- [Work to be completed] For each line of the listing, output an exact copy.

- [Collected data]
Issue #636, opened 2019-02-20
Racy completion shows completions from the wrong scope


jakebailey:
In this specific example below, delete and replace the `.` at the end after `self` repeatedly (slowly, or quickly), and you'll see a different completion. One comes from the correct scope (shows `v`), but otherwise it gets evaluated in the global scope. It seems to be linked to when the red parse squiggle shows up.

- [Finished exercise]
Issue #636, opened 2019-02-20
Racy completion shows completions from the wrong scope


jakebailey:
In this specific example below, delete and replace the `.` at the end after `self` repeatedly (slowly, or quickly), and you'll see a different completion. One comes from the correct scope (shows `v`), but otherwise it gets evaluated in the global scope. It seems to be linked to when the red parse squiggle shows up.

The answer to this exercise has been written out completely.